Task directions:
Look through the lines of the material and count those containing "used". Give that count alone.

Given information:
#####
Issue #7683, opened 2024-03-19
Get parameter value of material from gltfio


hannojg:
**Is your feature request related to a problem? Please describe.**

(I am kinda new to filament, so not sure if I am missing anything.)

Right now I am rendering from glb files using filament. That means I don't control the materials.
I now want to make changes to the materials. For example a material's blend mode might be "opaque" and it has no transparency, but I want to change it to something else (e.g. to support transparency).
However, I want to make that change "at runtime" when the material instance has already been created.
I feel like with the current API thats not possible? I can only change parameters of a material that are already part of the material.

**Describe the solution you'd like**

My use case really is to add "transparency support for entities". Meaning I want to control the alpha value of a whole entity (for which I need to control the transparency alpha on the materials if I understand correctly). 

**Describe alternatives you've considered**

If you control the material creation it seems possible, but if you don't it looks like you don't really have any options?

Note: I feel like it has been indirectly mentioned before in this issue: https://github.com/google/filament/issues/1865

**OS and backend**

Not OS or backend specific.

hannojg:
After looking into this more detailed, and for the specific use case of controlling the opacity I found this discussion:

- https://github.com/google/filament/discussions/4504

It seems like we'd be able to control the opacity / alpha of an material by calling e.g.

```
materialInstance->setParameter("baseColorFactor", math::float4({1,1,1, 0.4}));
```

The only issue is that we would also override the rgb values.

So a solution would be to get the value of a parameter as well, which seems to be missing right now in gltfio.

hannojg:
When you say "material needs to be marked transparent", you mean that it needs to have a blend mode of `transparent` or `fade`, right?

It seems like the blending mode can't be changed at runtime, which is understandable. However it would be nice if we could set the blending mode during asset / material instantiation from the public API.
You wrote that it should be possible here:

- https://github.com/google/filament/issues/5736#issuecomment-1166242445

But I haven't found a way to make that work (given that I only import a glb file and don't control the material itself)

hannojg:
I just opened a proposal draft PR for getting the parameters from a `MaterialInstance`:

- https://github.com/google/filament/pull/7686

Let me know what you think!

pixelflinger:
I've seen the PR we need more time to get to it. Please bare with us! thanks!

Issue #5736, opened 2022-06-25
Alpha Value Not Working Properly In Scenefrom GLB file


arun4fms:
am using sceneform with modelrenderable where GLB is loaded from an external URL. I tried to change the opacity of the GLB with the given below method, but there is no change in alpha or opacity.

private void addHighlightToNode(Node node, ModelRenderable andyRenderablee) {
        MaterialInstance[] materialInstances = filamentAsset.getMaterialInstances();

        TextureSampler textureSampler = new TextureSampler();
        for(MaterialInstance materialInstance: materialInstances){
                    materialInstance.setParameter("baseColorFactor", Colors.RgbaType.SRGB, 0.0f,0.0f,0.0f,0.0f);
       }

arun4fms:
@romainguy  Please do have a look into this. I just saw your few comments regarding blending mode but for materialInstances I haven't seen any option to set Bleningmode

romainguy:
You need your gltf material to be defined as alpha blended. You can't override this at runtime after loading the gltf. You can however provide an override during loading.

arun4fms:
@romainguy  how can i provide an override during loading

Issue #1865, opened 2019-11-11
I'm giving up with Google Filament for the web


Antonio-Sorrentini:
I'm giving up with Google Filament for the web.
I wanted to create A 3D online editor but after almost 3 weeks of tries I understand now that Filament is not made for this kind of uses. The javascript interfaces only offers "set" methods, which in itself would not be a showstopper but it becomes when you load things with gltf. Yes entities are there and you can add them to the scene, but it's almost just that, you cannot get the geometries and change them, you cannot get the materials and change them. Yes set methods are there, but not knowing the initial values is like being blind, and not only. You cannot choose which ubershader gltfio uses to import materials which means that if this ubershader does not offer you (as in fact it does not) the ability to customize parameters like reflectance or clearCoat (which in my opinion together with automatic shadows are the real strengths of Filament when compared to threejs, babylonjs, etc.) you cannot change those values even if you wanted to do that blindly without knowing the initial values. One could argue that the gltf ubershader does not handle those other paramenters because they are not communicable with gltft anyway, but that is not a good reason, of course after the import you could make changes if the ubershader allowed them. On the other side one could say that nothing prevents you from building the materials on your own and apply those to the imported entity. Yes it is true, but it's like rewriting the gltf importer on your own and at that point one wonders if it's easier doing that or building reflections and shadows on your own in other engines like threejs and the like and go with those other engine. I know it's not even remotely the same, otherwise I would have not started with Filament to begin with, but for now I'm forced to fallback to this other path, I need to have a prototype of what I'm trying to achieve as soon as possible, this is mandatory for me.
There is also a bug somewhere in Filament which sometimes causes the browser to consume 100% GPU (not CPU) forever even if nothing at all happens in the scene. I've tried all my best to make this reproducible but had no success, it seems to happens really randomly, and in the end I can't be sure if it's a Filament bug or a chrome one.
Anyway I like a lot Filament, and I'll continue to follow the project. I really hope that in the future I can switch back to it. In the meantime I'm strongly grateful for all the very quick answers I got from the people involved in this project. This has been very appreciated and gives me the confidence that the project will always move in the right directions.
Good luck and see you soon.

romainguy:
Thank you for your feedback! I'm sorry to hear that it didn't work out for you. Just so that we understand where the limitations are, your main issue is really related to the `gltfio` library right? It is true that this library has been mostly designed — so far — to load glTF files and not edit them, which explains the lack of "getters" you mentioned.

[...]

PR #7686, opened 2024-03-20
feat: support getParameter from MaterialInstance

hannojg:
It has been a common user request to add the ability to read values from a `MaterialInstance`:

- https://github.com/google/filament/discussions/4504#discussioncomment-1208080
- https://github.com/google/filament/issues/1865
- https://github.com/google/filament/issues/7683#issuecomment-2009215476
- https://github.com/google/filament/issues/5736

This PR is an attempt to add support for this. It works for my use case, where I want to change the alpha of a material (to control an entities opacity), e.g.:

```cpp
math::float4 rgba = materialInstance->getParameter<math::float4>("baseColorFactor");
float newAlpha = 0.5;
materialInstance->setParameter("baseColorFactor", math::float4({rgba.r, rgba.g, rgba.b, newAlpha}));
```

**Changed**

I basically added a `getParameter` function that you can pass a type to.

-> **Note:** I am probably missing use cases. Please let me know where I am missing something or need to watch out for. Also happy to add tests if necessary 😊 !

Fixes: https://github.com/google/filament/issues/7683


filament/src/MaterialInstance.cpp
```diff
@@ -183,6 +183,34 @@ template UTILS_PUBLIC void MaterialInstance::setParameter<mat4f>   (const char*
 
 // ------------------------------------------------------------------------------------------------
 
+template<typename T>
+T FMaterialInstance::getParameterImpl(std::string_view name) const noexcept {
+    ssize_t offset = mMaterial->getUniformInterfaceBlock().getFieldOffset(name, 0);
+    return downcast(this)->getUniformBuffer().getUniform<T>(offset);
```
hannojg, line 189: I think we might want to add a check here if the offset value is correct? 
What error would we throw in case of an invalid offset?

pixelflinger: `getFieldInfo()` already validates that `name` exists and throws an exception if it doesn't. So you need to make this function not `noexcept`. I think you can just add an `assert_invariant(offset>=0)` because I don't think it's possible to get there with a bad offset.

filament/include/filament/MaterialInstance.h
```diff
@@ -234,6 +234,28 @@ class UTILS_PUBLIC MaterialInstance : public FilamentAPI {
         setParameter(name, strlen(name), type, color);
     }
 
+    /**
+     * Gets the value of a parameter by name.
+     * 
+     * @param name          Name of the parameter as defined by Material. Cannot be nullptr.
+     * @param nameLength    Length in `char` of the name parameter.
+     * @throws utils::PreConditionPanic if name doesn't exist or no-op if exceptions are disabled.
+     */
```
pixelflinger, line 243: you could also add one can check the paramter exists with `Material::hasParameter` and add a `@see` tag.

pixelflinger (changes requested):

filament/include/filament/MaterialInstance.h
hannojg: Sure! Added the `@see` tag , but what do you mean by "can check"?

`getFieldInfo(name)` already has a `ASSERT_PRECONDITION` that checks if the info with the given name was found, so I thought that'd be sufficient.

Where would you like me to add the `hasParameter` check?

filament/src/MaterialInstance.cpp
hannojg: added!

filament/include/filament/MaterialInstance.h
pixelflinger: I just meant we can add in the documentation that it's possible to check the that parameter exists using `hasParameter`. For some applications, it's not acceptable to fail, so they can check up-front.

pixelflinger (approved):

filament/src/MaterialInstance.cpp
```diff
@@ -183,6 +183,35 @@ template UTILS_PUBLIC void MaterialInstance::setParameter<mat4f>   (const char*
...
+}
+
+template<typename T>
+T MaterialInstance::getParameter(const char* name, size_t nameLength) const {
+    return downcast(this)->getParameterImpl<T>({ name, nameLength });
+}
+
+// explicit template instantiation of our supported types
+template UTILS_PUBLIC float MaterialInstance::getParameter<float>        (const char* name, size_t nameLength) const;
```
poweifeng, line 199: nit: why all the spaces here?

poweifeng (commented):
What happens when you try to get a texture.  Or when you try to get a color, it doesn't return whether it's Linear or sRGB?  If those aren't supported, maybe we need to be explicit what is supported and what is not?

hannojg:
@poweifeng you're right they are currently not supported.
I will look into either adding support for those, or clearly documentation what's supported and what's not.
Either on the weekend or early next week!

filament/src/MaterialInstance.cpp
hannojg: Thanks for catching that, thats definitely not on purpose 😅 will clean that up soon!

pixelflinger:
> @poweifeng you're right they are currently not supported yet. I will look into either adding support for those, or clearly documentation what's supported and what's not. Either on the weekend or early next week!

I think it's fine to document it only works for  non-texture parameters for now.  We can always have another PR later that adds support for that.

pixelflinger:
@hannojg would you be able to rebase/update this branch? thanks!

hannojg:
Sorry for letting this go stale!
Updated it + added the documentation comments.

bejado (approved):

poweifeng (approved):

PR #7689, opened 2024-03-20
attempt to detect buffer overflows in Texture::setImage()

pixelflinger:
We verify that the buffer given to setImage() is at least as large as needed for the given region to transfer; at least based on the size given.

This might help catch b/330407429.


poweifeng:
> We verify that the buffer given to setImage() is at least as large as needed for the given region to transfer; at least based on the size given.
> 
> This might help catch b/330407429.

You might want to add in the commit message
```BUGS=330407429```
so that it'll post to the bug (but not close it).

poweifeng (approved):

PR #7696, opened 2024-03-21
Replace value of num_views with engine's eye count

z3moon:
For OpenGL multiview, it honors the qualifier `layout(num_views = X)` specified in shader files to determine the number of views for multiview.

We cannot recompile materials everytime the value changes. So replace the value of num_views with the engine's eye count when shaders compile.

### DIFF
--- a/filament/backend/src/opengl/ShaderCompilerService.cpp
+++ b/filament/backend/src/opengl/ShaderCompilerService.cpp
@@ -30,6 +30,7 @@
 #include <utils/Log.h>
 #include <utils/Systrace.h>
 
+#include <cctype>
 #include <chrono>
 #include <string>
 #include <string_view>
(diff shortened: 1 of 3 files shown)


poweifeng (commented):
Why do this in materialparser as oppose to in the GL backend (like a spec constant replacement)? This will have impact the performance for even non-GL backends.

z3moon:
> Why do this in materialparser as oppose to in the GL backend (like a spec constant replacement)? This will have impact the performance for even non-GL backends.

Actually I'm amending this PR as this is not the right place to modify as you mentioned. Let me update this as draft until it's ready.

filament/backend/src/opengl/ShaderCompilerService.cpp
```diff
@@ -597,6 +612,51 @@ std::string_view ShaderCompilerService::process_GOOGLE_cpp_style_line_directive(
     return { source, len };
 }
 
+// Look up the `source` to replace the number of eyes for multiview with the given
+// number. This is necessary for OpenGL because OpenGL relies on the number
+// specified in shader files to determine the number of views for multiview.
+// This funciton assumes the number of views is a single digit.
+std::string_view ShaderCompilerService::process_OVR_multiview2(OpenGLContext& context,
+        char* source, size_t len, int32_t eyeCount) noexcept {
+    if (context.ext.OVR_multiview2) {
```
pixelflinger, line 621: it looks like this will run pretty much all the time. Is there a way we could skip this for the common case, which is when stereo is not used?

pixelflinger (approved):

filament/backend/src/opengl/ShaderCompilerService.cpp
z3moon: It's possible If we store a metadata indicating STE or multiview in Program class. Variant is in filabridge, so it seems not preferable to store it in Program class (filament/backend) as we discussed yesterday. However, we could use a boolean or more generic variable instead.

PR #7706, opened 2024-03-25
Improve multiview shader replacement

z3moon:
Replace the num_views for OpenGL multiviwe only when
- The engine is initialized with multiview stereo
- The variant for the material contains STE flag
- The program is for surface
- It's vertex shader (this is already in)

### DIFF
--- a/filament/backend/include/backend/Program.h
+++ b/filament/backend/include/backend/Program.h
@@ -145,7 +145,7 @@ public:
 
     uint64_t getCacheId() const noexcept { return mCacheId; }
 
-    bool getMultiview() const noexcept { return mMultiview; }
+    bool isMultiview() const noexcept { return mMultiview; }
 
     CompilerPriorityQueue getPriorityQueue() const noexcept { return mPriorityQueue; }
 
--- a/filament/backend/include/backend/Program.h
+++ b/filament/backend/include/backend/Program.h
@@ -116,6 +116,8 @@ public:
 
     Program& cacheId(uint64_t cacheId) noexcept;
 
+    Program& multiview(bool multiview) noexcept;
+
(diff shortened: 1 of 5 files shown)


filament/backend/src/opengl/ShaderCompilerService.cpp
```diff
@@ -263,8 +263,7 @@ ShaderCompilerService::program_token_t ShaderCompilerService::createProgram(
                     // compile the shaders
                     std::array<GLuint, Program::SHADER_TYPE_COUNT> shaders{};
                     compileShaders(gl,
-                            std::move(program.getShadersSource()),
-                            program.getSpecializationConstants(),
+                            program,
```
pixelflinger, line 266: I would like to keep the old code -- I didn't want to pass `program` directly into `compileShaders` because it's unclear what gets `std::move`'d at the call site.

pixelflinger (changes requested):

filament/backend/src/opengl/ShaderCompilerService.cpp
z3moon: I see. Let me change it back.

filament/backend/include/backend/Program.h
```diff
@@ -143,6 +145,8 @@ class Program {
 
     uint64_t getCacheId() const noexcept { return mCacheId; }
 
+    bool getMultiview() const noexcept { return mMultiview; }
```
poweifeng, line 148: nit: suggest `isMultiview`

poweifeng (approved):

filament/backend/include/backend/Program.h
z3moon: Makes sense, done!

pixelflinger (approved):

PR #7707, opened 2024-03-25
Add FILAMENT_ENABLE_MULTIVIEW option

z3moon:
This allows the engine to include multiview shader code for default materials.

### DIFF
--- a/filament/src/details/Engine.cpp
+++ b/filament/src/details/Engine.cpp
@@ -356,8 +356,12 @@ void FEngine::init() {
                     MATERIALS_DEFAULTMATERIAL_DATA, MATERIALS_DEFAULTMATERIAL_SIZE);
                 break;
             case StereoscopicType::MULTIVIEW:
+#ifdef FILAMENT_ENABLE_MULTIVIEW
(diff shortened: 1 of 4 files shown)


filament/src/details/Engine.cpp
```diff
@@ -356,8 +356,12 @@ void FEngine::init() {
                     MATERIALS_DEFAULTMATERIAL_DATA, MATERIALS_DEFAULTMATERIAL_SIZE);
                 break;
             case StereoscopicType::MULTIVIEW:
+#ifdef FILAMENT_ENABLE_MULTIVIEW
                 defaultMaterialBuilder.package(
                     MATERIALS_DEFAULTMATERIAL_MULTIVIEW_DATA, MATERIALS_DEFAULTMATERIAL_MULTIVIEW_SIZE);
+#else
+                assert_invariant(false);
```
poweifeng, line 363: Maybe add a sentence on the "why" of the assert?
Like 

```
assert_invariant(false && "Engine has been configured for multiview but Filament was not built with multiview support")
```

poweifeng (approved):

PR #7711, opened 2024-03-26
vk: delete instead of ref-count EmptyTexture

poweifeng:


poweifeng:
Merging due to time sensitivity

PR #9601, opened 2026-01-10
Add Light Cookies support for Spot and Point lights (I hope this is correct)

bludosDevv:
- I've remade it tried keeping everything in place have a review
- if it's still wrong please add light cookies because I wanna make a game with this dots projector shown below, let us have light cookies for spot light and point light
v4-460px-Dots-Projector-Phasmophobia-Step-1


pixelflinger:
thank you for trying but unfortunately you cannot use an extra sampler for filament, because we are limited to a total of 16 samplers, and they're all used (we reserve 9 for the application). this has been the main limiting factor for us to implement new features

I wish there was an easy solution but there is not.

one solution is to make these features available only at Feature Level 3 -- but there are some important plumbing missing at this time.

another solution would be to use texture atlases, but again, we need more plumbing.

Unfortunately we cannot accept this PR, as it will break some existing materials.

bludosDevv:
I will try fixing

PR #9604, opened 2026-01-12
Handle deferred destruction for asynchronous objects

z3moon:
When an asynchronous object is destroyed immediately after creation, the background creation process may still be active, holding a reference to the object. We now defer destruction in these cases until the creation process completes to ensure the reference remains valid.

Implementation details:
1. Add a mechanism to stop the ServiceThread to drain pending asynchronous tasks earlier. This ensures the mCreationComplete flag in the frontend object is set to true.
2. Later, the engine's terminate performs garbage collection for the deferred destruction. All of them must be successfully processed.

BUGS=[442921995]

### DIFF
--- a/filament/src/details/Engine.cpp
+++ b/filament/src/details/Engine.cpp
@@ -1199,6 +1199,8 @@ bool FEngine::terminateAndDestroy(const T* ptr, ResourceList<T>& list) {
             p->terminate(*this);
 
             if (p->isCreationComplete()) {
+                // If creation is complete, we free the frontend object immediately. Note that in
+                // regular (non-async) mode, the `isCreationComplete` method always return true.
                 mHeapAllocator.destroy(p);
             } else {
                 // We defer the destruction of the frontend object until the creation process


filament/src/details/Engine.cpp
```diff
@@ -1194,11 +1245,19 @@ bool FEngine::destroy(const FBufferObject* p) {
 
 UTILS_NOINLINE
 bool FEngine::destroy(const FVertexBuffer* p) {
+    if (p && !p->isCreationComplete()) {
+        terminateAndDeferAsyncObjectDestruction(p, mVertexBuffers);
+        return true;
```
pixelflinger: shouldn't we return `false` if `list.remove()` failed in `terminateAndDeferAsyncDestruction`?

filament/src/details/Engine.cpp
```diff
@@ -1185,6 +1206,36 @@ bool FEngine::terminateAndDestroyLocked(Lock& lock, const T* p, ResourceList<T>&
     return success;
 }
 
+template<typename T>
+UTILS_NOINLINE
+void FEngine::terminateAndDeferAsyncObjectDestruction(const T* p, ResourceList<T>& list) {
```
pixelflinger: instead of duplication most of the code here, wouldn't it make more sense to add a "bool async = false" parameter to `terminateAndDestroy`?  For most objects it would be `false` and no extra code would be added.

filament/src/details/Engine.cpp
```diff
@@ -1194,11 +1245,19 @@ bool FEngine::destroy(const FBufferObject* p) {
 
 UTILS_NOINLINE
 bool FEngine::destroy(const FVertexBuffer* p) {
+    if (p && !p->isCreationComplete()) {
```
pixelflinger: shouldn't this be `isAsyncMode()`?  Also I think the `p && !p->isCreationComplete` should be inside terminateAndDeferAsync... so that it's not duplicated 3 times.

filament/src/details/Engine.h
```diff
@@ -708,6 +717,8 @@ class FEngine : public Engine, public utils::FeatureFlagManager {
     // Creation parameters
     Config mConfig;
 
+    std::vector<std::function<bool()>> mDeferredAsyncObjectDestruction;
```
pixelflinger, line 712: just to be clear, in practice this shouldn't grow too much right? (because we should be completed most of the time).

filament/src/details/Renderer.cpp
```diff
@@ -296,9 +296,14 @@ void FRenderer::skipFrame(uint64_t vsyncSteadyClockTimeNano) {
...
-    // Run the component managers' GC
-    auto& js = engine.getJobSystem();
-    js.runAndWait(jobs::createJob(js, nullptr, &FEngine::gc, &engine)); // gc all managers
+    // Run GC
+    JobSystem& js = engine.getJobSystem();
+    auto *rootJob = js.setRootJob(js.createJob());
+    js.run(jobs::createJob(js, nullptr, &FEngine::gcManagers, &engine)); // gc all component managers
+    if (engine.isAsynchronousModeEnabled()) {
+        js.run(jobs::createJob(js, nullptr, &FEngine::gcDeferredAsyncObjectDestruction, &engine));
+    }
```
pixelflinger: if you don't make the jobs children of the `rootJob`, the rootJob has basically no effect.

filament/src/details/Renderer.cpp
```diff
@@ -467,9 +472,14 @@ void FRenderer::endFrame() {
...
```
pixelflinger: jobs must be children of the rootJob

filament/src/details/Renderer.cpp
z3moon: If the parent parameter of `createJob` is null, it internally takes the parent value set by `setRootJob`. (FRenderer::renderInternal does the same thing) So it works fine.

But let me update it in an explicit way.

filament/src/details/Engine.cpp
z3moon: Yeah I consolidated them, which looks better.

filament/src/details/Engine.cpp
z3moon: done

filament/src/details/Engine.cpp
z3moon: done

filament/src/details/Engine.h
z3moon: Yeah, normally it wouldn't grow at all.

filament/src/details/Renderer.cpp
pixelflinger: oh yes, for this use case you wouldn't use setRootJob

filament/src/details/Engine.cpp
```diff
@@ -1176,9 +1183,40 @@ bool FEngine::terminateAndDestroy(const T* p, ResourceList<T>& list) {
...
+            // immediately as they are no longer referenced. However, we defer the destruction of
+            // the frontend object if it's still being loaded.
+            // Reason: The creation process is still active and holds a reference to the frontend
+            // object to set `mCreationComplete` to true (see FTexture::FTexture). Deleting it now
+            // may cause a crash, so we wait until creation completes.
+
+            // Terminate the backend resource immediately as they're unnecessary from this point.
+            p->terminate(*this);
+
+            if (p->isCreationComplete()) {
```
pixelflinger, line 1201: it might be "obvious", but I think it would be helpful to have a comment here that says that if the async mode is not enabled, `isCreationComplete()` is guaranteed to be `true`.

filament/src/details/Engine.cpp
```diff
@@ -1176,9 +1183,40 @@ bool FEngine::terminateAndDestroy(const T* p, ResourceList<T>& list) {
...
 
     if (ASSERT_PRECONDITION_NON_FATAL(success,
-            "Object %s at %p doesn't exist (double free?)", typeNameCStr, p)) {
-        const_cast<T*>(p)->terminate(*this);
-        mHeapAllocator.destroy(const_cast<T*>(p));
+            "Object %s at %p doesn't exist (double free?)", typeNameCStr, ptr)) {
+
+        T* p = const_cast<T*>(ptr);
+
+        if constexpr (HasIsCreationComplete<T>::value) {
```
pixelflinger, line 1189: nicely done!

PR #9605, opened 2026-01-13
backend: CallbackHandler dstor inlined in header

poweifeng:
Defining the destructor in a cpp will break downstream clients.

The previous move to cpp was part of #9508.

### DIFF
--- a/filament/backend/src/vulkan/VulkanHandles.cpp
+++ b/filament/backend/src/vulkan/VulkanHandles.cpp
@@ -265,24 +265,31 @@ void VulkanDescriptorSet::addNewSet(VkDescriptorSet vkSet, OnRecycle&& onRecycle
 
 PushConstantDescription::PushConstantDescription(backend::Program const& program) {
     mRangeCount = 0;
-    for (auto stage : { ShaderStage::VERTEX, ShaderStage::FRAGMENT, ShaderStage::COMPUTE }) {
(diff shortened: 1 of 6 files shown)


filament/backend/include/backend/CallbackHandler.h
```diff
@@ -17,6 +17,11 @@
 #ifndef TNT_FILAMENT_BACKEND_CALLBACKHANDLER_H
 #define TNT_FILAMENT_BACKEND_CALLBACKHANDLER_H
 
+#ifdef __clang__
+#pragma clang diagnostic push
```
pixelflinger, line 21: do you need this if you put back the dtor in the header? this is the way it was before.

poweifeng: Yes, because we now have an internal use of this API (see AsyncHelper.h and #9508 ). And we have both `-Wweak-vtables` and `-Werror`

z3moon: Sorry for this inconvenience. The change looks good. Could you add some comments on why this is needed?

z3moon (approved):

filament/backend/include/backend/CallbackHandler.h
poweifeng: done

PR #9606, opened 2026-01-13
Refactor implicit DriverApi dependency

pixelflinger:
Removed implicit dependency on FEngine::getDriverApi() in critical  rendering paths. This change makes the DriverApi dependency explicit by  passing it as a parameter.

Key changes:

- FRenderer: Now accepts DriverApi& in renderInternal and renderJob.  Caches feature levels and capability flags in the constructor.

- PostProcessManager: Caches feature flags and workaround flags in  init(). Updated PostProcessMaterial and configure* methods to accept  DriverApi&.

- FMaterial: Caches support flags (stereo, parallel shader compile) and default material pointer in the constructor. 
Updated precacheDepthVariants and prepareProgram to rely on these  cached values or passed parameters.

- ShadowMapManager: Caches workaround flags in the constructor.

- FEngine: Updated prepare() to accept DriverApi&.

- RenderPass: Updated to accept DriverApi& in constructor and  appendCommands.

- Removed implicit DriverApi calls from hot paths to reduce overhead  and improve safety.

One common pattern in this change is to cache getters in constructors so that we don't need the DriverApi dependency later during rendering. The intention here is to remove DriverApi& from as many places as possible so that we can later have multithreading for command recording.

This PR should not change any behavior.

### DIFF
--- a/filament/src/details/Material.h
+++ b/filament/src/details/Material.h
@@ -134,11 +134,11 @@ public:
     // prepareProgram creates the program for the material's given variant at the backend level.
     // Must be called outside of backend render pass.
     // Must be called before getProgram() below.
-    void prepareProgram(Variant const variant,
+    void prepareProgram(backend::DriverApi& driver, Variant const variant,
             backend::CompilerPriorityQueue const priorityQueue) const noexcept {
         // prepareProgram() is called for each RenderPrimitive in the scene, so it must be efficient.
         if (UTILS_UNLIKELY(!isCached(variant))) {
-            prepareProgramSlow(variant, priorityQueue);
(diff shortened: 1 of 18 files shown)


filament/src/details/Material.h
```diff
@@ -325,6 +325,11 @@ class FMaterial : public Material {
     bool mIsDefaultMaterial = false;
 
     bool mUseUboBatching = false;
+    bool mIsStereoSupported = false;
+    bool mIsParallelShaderCompileSupported = false;
+    bool mDepthPrecacheDisabled = false;
```
show50726, line 330: Would it help if we use bitfield for these bools like in FRenderer?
#####
Answer to this task:
2